Work to complete:
Scan the entries and copy each line where the word "TransactionTestCase" is present.

Records for this task Block Start

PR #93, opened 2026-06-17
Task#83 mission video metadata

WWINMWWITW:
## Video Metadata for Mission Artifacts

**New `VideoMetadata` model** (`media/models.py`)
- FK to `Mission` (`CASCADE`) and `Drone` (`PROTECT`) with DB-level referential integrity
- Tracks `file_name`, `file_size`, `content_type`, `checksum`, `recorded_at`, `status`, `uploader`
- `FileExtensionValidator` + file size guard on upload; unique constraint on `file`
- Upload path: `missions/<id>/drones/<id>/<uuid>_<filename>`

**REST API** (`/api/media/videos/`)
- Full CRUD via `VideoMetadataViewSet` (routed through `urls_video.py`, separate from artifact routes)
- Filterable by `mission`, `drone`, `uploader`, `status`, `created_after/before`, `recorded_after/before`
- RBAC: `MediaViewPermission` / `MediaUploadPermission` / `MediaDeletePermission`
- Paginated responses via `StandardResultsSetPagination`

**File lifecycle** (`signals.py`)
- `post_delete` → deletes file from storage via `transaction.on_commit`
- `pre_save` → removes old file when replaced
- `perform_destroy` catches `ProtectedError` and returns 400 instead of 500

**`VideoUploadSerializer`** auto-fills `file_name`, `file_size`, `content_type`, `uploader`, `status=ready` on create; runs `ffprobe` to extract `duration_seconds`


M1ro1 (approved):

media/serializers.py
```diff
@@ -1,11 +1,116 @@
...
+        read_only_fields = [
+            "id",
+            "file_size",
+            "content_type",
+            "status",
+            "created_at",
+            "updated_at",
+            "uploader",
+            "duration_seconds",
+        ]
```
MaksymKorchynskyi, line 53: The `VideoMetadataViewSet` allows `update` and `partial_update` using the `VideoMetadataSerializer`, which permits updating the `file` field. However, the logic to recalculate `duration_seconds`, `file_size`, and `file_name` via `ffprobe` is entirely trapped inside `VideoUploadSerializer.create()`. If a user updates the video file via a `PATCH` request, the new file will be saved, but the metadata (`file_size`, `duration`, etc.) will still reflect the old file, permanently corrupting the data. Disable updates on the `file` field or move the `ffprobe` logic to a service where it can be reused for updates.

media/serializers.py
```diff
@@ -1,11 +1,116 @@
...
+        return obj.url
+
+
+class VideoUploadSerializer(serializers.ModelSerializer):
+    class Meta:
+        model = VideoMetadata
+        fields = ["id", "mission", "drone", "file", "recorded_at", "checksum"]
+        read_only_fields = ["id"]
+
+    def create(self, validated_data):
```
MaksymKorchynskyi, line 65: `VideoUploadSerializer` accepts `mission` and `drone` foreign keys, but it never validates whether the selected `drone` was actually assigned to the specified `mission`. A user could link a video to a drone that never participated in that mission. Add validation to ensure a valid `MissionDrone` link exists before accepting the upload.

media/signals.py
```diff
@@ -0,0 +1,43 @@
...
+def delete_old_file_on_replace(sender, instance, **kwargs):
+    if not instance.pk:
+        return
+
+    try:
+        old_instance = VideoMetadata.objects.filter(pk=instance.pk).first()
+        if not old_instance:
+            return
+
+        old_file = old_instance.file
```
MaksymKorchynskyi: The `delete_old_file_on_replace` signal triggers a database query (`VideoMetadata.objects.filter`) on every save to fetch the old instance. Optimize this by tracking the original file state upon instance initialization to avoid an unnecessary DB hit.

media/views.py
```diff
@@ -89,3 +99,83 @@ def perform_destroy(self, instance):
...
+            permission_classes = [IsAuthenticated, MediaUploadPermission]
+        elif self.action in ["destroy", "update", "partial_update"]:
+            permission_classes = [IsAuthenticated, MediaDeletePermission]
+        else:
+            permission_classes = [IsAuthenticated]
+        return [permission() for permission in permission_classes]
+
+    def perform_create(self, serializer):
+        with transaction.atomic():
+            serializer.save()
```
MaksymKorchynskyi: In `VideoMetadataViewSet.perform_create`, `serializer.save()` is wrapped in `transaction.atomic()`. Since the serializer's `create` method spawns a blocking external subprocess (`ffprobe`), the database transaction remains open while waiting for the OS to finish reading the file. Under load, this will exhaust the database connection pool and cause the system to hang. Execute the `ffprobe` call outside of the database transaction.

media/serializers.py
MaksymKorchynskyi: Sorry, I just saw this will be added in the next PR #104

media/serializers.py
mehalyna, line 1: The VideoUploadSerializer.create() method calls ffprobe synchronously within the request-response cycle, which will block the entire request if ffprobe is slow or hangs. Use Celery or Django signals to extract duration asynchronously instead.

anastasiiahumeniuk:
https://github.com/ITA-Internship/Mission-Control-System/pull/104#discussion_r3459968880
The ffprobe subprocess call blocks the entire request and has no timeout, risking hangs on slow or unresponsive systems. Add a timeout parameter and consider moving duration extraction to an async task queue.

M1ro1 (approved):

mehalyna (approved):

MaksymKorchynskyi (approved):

Records for this task Block End
Records for this task Block Start

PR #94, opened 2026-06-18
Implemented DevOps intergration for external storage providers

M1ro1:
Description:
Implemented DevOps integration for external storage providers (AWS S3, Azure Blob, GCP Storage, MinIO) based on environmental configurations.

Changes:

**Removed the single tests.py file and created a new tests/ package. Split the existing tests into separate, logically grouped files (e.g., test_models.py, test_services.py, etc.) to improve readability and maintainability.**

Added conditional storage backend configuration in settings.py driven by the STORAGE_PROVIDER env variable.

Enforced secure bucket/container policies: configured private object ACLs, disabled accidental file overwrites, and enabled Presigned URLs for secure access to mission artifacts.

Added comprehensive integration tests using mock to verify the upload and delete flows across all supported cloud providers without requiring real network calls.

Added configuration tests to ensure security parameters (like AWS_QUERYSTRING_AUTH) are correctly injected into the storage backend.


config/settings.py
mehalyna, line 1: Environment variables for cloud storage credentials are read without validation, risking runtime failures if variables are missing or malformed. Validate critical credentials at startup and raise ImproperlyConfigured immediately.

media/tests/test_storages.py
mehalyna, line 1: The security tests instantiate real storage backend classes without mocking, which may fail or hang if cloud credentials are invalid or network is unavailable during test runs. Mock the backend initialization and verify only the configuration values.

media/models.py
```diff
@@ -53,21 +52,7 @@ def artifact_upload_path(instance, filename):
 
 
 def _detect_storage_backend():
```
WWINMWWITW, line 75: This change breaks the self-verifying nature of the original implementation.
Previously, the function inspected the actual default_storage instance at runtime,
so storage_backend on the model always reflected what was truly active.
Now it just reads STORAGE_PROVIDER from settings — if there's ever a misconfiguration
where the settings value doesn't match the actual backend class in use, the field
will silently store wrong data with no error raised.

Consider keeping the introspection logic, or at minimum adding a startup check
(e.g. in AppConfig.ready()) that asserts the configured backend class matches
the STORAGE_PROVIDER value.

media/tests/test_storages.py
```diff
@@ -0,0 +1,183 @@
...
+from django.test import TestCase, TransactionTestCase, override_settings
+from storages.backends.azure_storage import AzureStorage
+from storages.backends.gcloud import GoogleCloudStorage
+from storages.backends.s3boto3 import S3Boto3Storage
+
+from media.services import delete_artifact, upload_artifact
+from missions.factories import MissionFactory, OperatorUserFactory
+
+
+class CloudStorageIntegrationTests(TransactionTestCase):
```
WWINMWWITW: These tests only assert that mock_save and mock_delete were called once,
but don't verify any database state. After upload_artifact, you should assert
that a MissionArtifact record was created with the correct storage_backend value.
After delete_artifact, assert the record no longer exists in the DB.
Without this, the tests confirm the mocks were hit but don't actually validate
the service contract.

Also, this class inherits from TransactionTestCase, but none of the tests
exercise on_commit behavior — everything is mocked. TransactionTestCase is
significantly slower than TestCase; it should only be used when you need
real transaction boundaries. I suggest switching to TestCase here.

Records for this task Block End

Task output:
+from django.test import TestCase, TransactionTestCase, override_settings
+class CloudStorageIntegrationTests(TransactionTestCase):
Also, this class inherits from TransactionTestCase, but none of the tests
exercise on_commit behavior — everything is mocked. TransactionTestCase is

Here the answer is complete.